[Start of Attachment]

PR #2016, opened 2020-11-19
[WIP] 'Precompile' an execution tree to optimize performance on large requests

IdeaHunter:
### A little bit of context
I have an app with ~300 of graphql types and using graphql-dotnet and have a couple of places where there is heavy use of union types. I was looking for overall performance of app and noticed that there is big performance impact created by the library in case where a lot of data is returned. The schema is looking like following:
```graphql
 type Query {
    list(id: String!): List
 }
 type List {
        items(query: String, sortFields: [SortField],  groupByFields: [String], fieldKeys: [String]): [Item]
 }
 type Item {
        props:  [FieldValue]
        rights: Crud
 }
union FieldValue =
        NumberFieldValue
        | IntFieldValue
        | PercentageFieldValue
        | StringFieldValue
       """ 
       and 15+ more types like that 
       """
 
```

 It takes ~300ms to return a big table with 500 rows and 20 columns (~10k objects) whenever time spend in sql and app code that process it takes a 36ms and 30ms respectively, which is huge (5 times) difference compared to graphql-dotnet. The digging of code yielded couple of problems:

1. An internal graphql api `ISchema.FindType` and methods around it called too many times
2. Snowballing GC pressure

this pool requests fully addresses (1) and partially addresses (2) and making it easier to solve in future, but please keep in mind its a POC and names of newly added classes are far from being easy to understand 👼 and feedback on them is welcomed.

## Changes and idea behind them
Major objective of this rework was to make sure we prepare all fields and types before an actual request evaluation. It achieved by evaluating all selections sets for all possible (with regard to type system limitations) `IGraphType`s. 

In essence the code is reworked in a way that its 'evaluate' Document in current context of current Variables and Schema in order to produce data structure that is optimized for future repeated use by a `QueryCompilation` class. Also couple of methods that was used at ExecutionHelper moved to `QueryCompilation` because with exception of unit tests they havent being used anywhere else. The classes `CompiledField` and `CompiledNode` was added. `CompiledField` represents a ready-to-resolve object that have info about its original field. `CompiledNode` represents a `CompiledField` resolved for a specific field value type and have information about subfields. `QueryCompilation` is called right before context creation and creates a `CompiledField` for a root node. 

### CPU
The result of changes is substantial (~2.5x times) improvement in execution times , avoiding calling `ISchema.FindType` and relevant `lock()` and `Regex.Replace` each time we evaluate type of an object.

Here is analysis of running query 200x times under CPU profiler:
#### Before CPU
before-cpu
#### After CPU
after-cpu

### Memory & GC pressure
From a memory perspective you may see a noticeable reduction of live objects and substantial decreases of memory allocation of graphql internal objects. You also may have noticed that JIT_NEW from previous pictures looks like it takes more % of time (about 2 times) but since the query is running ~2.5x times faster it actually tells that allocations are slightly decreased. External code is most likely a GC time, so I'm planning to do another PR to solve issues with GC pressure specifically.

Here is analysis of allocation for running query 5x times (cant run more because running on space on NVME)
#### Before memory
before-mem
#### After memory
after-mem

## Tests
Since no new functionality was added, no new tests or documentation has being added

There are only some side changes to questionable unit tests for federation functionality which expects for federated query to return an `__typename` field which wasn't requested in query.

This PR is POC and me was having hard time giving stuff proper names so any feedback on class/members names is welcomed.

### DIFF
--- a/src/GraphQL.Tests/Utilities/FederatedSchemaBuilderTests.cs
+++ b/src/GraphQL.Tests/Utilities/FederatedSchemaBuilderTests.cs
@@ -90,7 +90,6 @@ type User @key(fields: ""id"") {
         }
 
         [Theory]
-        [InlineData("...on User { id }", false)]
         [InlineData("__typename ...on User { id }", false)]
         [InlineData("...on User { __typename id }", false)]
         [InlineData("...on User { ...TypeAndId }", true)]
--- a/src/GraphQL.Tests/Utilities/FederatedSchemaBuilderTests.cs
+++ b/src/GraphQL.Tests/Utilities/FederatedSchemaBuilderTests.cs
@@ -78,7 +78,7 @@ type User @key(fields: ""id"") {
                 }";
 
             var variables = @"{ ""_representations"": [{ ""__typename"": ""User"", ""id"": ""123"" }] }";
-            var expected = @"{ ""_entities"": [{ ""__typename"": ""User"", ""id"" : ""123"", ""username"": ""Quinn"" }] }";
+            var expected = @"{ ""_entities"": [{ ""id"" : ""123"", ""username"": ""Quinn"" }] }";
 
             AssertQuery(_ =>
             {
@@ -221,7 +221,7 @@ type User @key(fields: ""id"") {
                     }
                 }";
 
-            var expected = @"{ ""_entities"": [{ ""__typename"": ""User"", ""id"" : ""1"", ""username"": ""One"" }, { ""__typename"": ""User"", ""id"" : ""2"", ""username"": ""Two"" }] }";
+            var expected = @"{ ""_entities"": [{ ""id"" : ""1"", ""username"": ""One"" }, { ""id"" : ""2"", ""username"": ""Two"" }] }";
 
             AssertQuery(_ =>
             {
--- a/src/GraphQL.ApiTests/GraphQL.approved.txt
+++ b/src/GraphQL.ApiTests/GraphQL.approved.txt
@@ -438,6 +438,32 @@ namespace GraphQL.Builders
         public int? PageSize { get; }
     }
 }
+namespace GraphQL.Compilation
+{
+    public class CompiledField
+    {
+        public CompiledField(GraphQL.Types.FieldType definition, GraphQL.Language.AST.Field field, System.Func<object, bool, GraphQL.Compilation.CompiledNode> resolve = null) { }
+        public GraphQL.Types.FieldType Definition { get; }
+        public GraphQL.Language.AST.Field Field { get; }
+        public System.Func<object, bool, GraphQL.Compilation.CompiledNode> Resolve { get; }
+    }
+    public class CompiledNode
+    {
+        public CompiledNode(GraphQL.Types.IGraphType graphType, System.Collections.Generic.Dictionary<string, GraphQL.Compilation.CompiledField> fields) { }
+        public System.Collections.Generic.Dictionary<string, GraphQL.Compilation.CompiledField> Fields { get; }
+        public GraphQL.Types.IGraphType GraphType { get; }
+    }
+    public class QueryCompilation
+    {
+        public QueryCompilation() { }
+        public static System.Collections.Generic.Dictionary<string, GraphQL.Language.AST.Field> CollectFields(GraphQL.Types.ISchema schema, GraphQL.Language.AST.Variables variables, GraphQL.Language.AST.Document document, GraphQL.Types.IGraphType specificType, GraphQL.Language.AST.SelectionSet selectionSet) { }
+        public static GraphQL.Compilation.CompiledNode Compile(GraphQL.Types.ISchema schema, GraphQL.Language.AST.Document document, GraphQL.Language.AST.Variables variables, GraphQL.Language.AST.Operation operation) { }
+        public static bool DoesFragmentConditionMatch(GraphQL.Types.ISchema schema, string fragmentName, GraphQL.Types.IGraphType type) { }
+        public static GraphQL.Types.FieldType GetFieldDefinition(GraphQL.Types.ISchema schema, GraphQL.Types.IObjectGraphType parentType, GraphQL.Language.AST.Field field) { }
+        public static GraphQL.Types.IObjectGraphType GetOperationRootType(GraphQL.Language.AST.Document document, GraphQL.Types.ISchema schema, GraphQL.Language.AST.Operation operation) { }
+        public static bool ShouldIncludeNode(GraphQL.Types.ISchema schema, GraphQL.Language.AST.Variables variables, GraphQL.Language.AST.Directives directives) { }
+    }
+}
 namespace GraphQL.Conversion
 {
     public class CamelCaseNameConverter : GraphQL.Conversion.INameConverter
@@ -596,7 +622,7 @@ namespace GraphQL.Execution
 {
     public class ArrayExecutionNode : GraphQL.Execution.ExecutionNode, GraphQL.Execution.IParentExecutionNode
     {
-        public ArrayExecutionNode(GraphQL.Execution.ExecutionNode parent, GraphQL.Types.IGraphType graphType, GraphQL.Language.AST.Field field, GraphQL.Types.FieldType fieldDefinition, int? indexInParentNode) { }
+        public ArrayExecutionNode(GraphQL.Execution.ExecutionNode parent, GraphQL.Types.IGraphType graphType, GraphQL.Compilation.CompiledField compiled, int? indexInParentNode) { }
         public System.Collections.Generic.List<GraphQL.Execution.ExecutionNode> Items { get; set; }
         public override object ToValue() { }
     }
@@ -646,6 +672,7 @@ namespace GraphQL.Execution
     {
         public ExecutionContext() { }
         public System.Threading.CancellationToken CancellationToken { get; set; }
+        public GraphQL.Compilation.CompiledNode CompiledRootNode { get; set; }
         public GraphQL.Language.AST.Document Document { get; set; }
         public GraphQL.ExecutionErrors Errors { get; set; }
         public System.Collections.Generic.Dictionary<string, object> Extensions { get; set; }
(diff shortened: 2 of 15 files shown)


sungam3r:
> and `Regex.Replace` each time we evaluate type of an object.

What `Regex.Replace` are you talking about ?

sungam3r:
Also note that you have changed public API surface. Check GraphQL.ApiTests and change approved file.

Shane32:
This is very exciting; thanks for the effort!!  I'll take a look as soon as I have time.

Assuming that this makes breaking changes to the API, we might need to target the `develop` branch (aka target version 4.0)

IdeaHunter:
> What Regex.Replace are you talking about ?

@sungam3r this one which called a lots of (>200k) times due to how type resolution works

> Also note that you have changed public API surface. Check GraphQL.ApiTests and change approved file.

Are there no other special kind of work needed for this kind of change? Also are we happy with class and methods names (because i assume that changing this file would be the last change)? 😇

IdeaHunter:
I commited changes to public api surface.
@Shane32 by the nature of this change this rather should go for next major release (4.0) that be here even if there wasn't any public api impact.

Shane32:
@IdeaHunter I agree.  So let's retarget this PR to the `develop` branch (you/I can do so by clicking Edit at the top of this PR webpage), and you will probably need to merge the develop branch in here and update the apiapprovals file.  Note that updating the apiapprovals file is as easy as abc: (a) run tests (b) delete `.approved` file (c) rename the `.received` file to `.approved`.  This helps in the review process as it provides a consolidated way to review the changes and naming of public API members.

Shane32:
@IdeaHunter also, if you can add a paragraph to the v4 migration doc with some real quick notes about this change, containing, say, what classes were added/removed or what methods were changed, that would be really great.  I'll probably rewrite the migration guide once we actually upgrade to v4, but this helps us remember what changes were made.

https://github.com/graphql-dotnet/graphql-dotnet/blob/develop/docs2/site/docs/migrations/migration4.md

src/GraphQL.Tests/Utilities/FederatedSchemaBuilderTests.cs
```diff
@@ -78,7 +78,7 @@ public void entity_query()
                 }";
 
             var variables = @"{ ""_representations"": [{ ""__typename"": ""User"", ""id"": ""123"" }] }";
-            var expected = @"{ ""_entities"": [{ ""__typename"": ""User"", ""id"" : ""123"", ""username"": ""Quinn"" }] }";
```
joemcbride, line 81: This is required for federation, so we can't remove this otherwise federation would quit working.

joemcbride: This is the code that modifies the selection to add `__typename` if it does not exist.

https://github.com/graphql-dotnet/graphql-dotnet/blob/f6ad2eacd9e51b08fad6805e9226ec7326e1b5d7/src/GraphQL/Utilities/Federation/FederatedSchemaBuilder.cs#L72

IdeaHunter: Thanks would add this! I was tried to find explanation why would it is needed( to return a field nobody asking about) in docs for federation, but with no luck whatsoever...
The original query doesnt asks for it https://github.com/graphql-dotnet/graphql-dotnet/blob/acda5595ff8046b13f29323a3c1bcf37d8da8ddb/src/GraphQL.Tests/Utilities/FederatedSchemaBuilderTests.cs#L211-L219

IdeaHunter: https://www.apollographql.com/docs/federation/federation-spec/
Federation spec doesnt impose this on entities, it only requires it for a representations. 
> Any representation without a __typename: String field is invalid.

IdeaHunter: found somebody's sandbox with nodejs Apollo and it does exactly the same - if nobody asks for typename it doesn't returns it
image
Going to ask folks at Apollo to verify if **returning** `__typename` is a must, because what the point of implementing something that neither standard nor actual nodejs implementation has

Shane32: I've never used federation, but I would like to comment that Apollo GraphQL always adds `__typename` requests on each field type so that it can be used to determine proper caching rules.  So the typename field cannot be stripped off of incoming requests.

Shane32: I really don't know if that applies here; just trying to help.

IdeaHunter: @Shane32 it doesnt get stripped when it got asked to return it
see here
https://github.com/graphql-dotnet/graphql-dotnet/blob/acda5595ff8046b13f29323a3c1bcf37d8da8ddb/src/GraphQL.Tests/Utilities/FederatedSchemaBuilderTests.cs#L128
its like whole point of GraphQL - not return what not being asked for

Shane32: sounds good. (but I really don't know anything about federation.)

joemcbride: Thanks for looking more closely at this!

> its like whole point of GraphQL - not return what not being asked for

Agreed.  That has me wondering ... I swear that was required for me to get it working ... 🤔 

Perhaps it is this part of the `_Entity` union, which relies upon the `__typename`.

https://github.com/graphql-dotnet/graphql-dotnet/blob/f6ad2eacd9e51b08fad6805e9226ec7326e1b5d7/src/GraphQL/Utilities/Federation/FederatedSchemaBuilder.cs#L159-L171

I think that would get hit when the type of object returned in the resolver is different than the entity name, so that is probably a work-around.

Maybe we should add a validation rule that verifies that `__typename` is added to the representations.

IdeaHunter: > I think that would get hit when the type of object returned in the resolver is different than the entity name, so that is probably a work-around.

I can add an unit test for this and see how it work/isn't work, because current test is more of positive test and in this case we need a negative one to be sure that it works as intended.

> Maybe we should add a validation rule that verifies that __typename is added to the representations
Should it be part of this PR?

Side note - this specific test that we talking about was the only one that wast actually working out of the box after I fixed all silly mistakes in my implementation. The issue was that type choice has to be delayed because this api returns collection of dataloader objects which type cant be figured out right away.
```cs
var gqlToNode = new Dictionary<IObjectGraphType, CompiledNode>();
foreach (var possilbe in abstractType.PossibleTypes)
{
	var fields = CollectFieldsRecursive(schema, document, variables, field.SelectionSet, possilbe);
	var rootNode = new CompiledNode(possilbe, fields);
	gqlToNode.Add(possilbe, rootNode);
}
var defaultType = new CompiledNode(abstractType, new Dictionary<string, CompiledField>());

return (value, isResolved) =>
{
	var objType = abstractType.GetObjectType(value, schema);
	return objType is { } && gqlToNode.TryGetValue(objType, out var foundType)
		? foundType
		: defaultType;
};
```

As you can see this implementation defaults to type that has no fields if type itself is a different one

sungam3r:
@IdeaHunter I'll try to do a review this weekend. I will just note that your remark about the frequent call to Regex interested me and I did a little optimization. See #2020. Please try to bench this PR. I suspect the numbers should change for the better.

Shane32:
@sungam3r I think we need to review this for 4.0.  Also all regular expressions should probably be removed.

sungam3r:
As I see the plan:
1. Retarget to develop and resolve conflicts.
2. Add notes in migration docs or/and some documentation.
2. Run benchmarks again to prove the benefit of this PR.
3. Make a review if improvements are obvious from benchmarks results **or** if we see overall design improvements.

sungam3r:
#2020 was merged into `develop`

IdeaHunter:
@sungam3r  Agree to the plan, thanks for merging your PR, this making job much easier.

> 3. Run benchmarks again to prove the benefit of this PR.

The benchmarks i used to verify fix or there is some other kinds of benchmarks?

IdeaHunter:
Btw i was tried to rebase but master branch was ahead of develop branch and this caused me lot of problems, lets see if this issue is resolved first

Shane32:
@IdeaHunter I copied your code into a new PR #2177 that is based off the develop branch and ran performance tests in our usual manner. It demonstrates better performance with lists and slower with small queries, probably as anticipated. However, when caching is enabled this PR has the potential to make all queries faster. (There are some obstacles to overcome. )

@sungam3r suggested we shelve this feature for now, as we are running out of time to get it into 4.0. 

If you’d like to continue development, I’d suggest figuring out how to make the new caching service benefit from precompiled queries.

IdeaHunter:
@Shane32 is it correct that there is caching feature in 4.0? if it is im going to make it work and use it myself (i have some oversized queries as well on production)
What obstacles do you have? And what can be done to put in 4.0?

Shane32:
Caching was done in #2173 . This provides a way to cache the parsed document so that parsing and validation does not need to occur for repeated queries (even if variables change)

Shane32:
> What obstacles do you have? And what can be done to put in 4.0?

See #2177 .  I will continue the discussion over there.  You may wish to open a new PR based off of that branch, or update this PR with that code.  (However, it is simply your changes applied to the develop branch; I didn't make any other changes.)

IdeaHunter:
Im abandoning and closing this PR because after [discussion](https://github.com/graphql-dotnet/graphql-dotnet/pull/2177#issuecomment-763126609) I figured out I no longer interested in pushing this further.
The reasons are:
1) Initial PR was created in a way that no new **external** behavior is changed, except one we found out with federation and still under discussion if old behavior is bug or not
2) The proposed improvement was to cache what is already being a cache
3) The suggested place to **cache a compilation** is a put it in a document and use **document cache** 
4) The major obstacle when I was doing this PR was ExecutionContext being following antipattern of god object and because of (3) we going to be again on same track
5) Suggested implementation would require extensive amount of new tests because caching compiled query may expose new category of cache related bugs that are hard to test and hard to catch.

[End of Attachment]
[Start of Attachment]

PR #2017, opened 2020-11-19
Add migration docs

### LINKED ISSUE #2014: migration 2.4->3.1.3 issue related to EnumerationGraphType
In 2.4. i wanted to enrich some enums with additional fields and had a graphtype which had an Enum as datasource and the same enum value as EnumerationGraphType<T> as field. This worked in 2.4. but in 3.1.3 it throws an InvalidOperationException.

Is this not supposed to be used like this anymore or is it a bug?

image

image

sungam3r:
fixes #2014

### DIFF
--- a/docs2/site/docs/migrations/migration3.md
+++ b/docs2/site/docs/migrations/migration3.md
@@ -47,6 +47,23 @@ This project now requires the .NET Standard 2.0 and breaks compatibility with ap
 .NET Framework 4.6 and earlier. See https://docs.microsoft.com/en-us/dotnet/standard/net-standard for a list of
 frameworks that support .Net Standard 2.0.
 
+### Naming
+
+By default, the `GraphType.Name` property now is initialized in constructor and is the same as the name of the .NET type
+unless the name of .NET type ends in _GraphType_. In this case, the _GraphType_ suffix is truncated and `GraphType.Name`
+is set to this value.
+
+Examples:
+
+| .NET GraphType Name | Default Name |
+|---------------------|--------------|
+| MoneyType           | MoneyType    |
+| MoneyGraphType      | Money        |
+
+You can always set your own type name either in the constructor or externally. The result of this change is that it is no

[End of Attachment]
[Start of Attachment]

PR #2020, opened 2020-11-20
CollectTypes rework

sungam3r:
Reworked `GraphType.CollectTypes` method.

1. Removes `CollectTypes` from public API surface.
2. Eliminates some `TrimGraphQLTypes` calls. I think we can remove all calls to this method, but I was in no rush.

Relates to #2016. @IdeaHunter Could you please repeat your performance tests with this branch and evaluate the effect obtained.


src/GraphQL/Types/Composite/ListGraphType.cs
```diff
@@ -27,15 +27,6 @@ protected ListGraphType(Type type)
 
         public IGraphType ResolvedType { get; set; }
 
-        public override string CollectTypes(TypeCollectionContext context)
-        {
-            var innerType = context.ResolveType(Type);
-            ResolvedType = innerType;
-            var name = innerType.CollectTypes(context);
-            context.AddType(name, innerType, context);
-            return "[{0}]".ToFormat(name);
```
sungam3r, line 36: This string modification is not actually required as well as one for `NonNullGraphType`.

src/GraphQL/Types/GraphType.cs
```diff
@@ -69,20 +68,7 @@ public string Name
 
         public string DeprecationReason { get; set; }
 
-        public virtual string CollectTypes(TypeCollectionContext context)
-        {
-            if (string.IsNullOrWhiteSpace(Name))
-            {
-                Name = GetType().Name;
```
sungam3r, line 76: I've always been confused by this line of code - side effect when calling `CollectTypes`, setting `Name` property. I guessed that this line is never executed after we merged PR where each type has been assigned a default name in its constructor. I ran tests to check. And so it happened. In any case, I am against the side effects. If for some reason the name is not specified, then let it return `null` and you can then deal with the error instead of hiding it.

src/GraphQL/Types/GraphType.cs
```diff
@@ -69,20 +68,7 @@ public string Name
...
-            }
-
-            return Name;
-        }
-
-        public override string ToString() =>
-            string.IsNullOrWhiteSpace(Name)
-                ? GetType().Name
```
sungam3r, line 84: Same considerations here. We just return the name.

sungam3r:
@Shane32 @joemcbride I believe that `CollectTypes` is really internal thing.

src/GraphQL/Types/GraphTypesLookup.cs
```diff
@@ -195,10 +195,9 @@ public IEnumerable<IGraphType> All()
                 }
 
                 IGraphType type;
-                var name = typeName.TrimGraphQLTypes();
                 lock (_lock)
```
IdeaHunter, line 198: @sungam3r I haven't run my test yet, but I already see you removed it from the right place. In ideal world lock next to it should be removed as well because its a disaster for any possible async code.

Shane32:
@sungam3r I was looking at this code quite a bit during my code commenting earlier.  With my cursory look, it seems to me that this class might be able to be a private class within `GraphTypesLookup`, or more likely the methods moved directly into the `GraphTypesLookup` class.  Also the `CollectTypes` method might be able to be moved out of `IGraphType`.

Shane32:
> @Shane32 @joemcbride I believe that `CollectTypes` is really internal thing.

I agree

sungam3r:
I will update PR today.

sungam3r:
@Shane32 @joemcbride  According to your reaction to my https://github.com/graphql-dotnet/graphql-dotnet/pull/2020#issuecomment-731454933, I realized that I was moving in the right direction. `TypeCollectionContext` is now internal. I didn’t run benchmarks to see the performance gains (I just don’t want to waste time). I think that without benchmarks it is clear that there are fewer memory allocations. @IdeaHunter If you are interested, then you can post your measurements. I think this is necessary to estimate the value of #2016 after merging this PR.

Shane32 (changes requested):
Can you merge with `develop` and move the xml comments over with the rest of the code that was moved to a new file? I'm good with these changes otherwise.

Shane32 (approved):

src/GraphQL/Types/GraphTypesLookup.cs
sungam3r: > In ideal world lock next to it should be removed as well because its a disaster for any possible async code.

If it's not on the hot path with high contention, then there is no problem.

[End of Attachment]

=== What the task asks ===
Please show the lines in the entries above that hold the string "IsNullOrWhiteSpace".

=== Answer for this exercise ===
-            if (string.IsNullOrWhiteSpace(Name))
-            string.IsNullOrWhiteSpace(Name)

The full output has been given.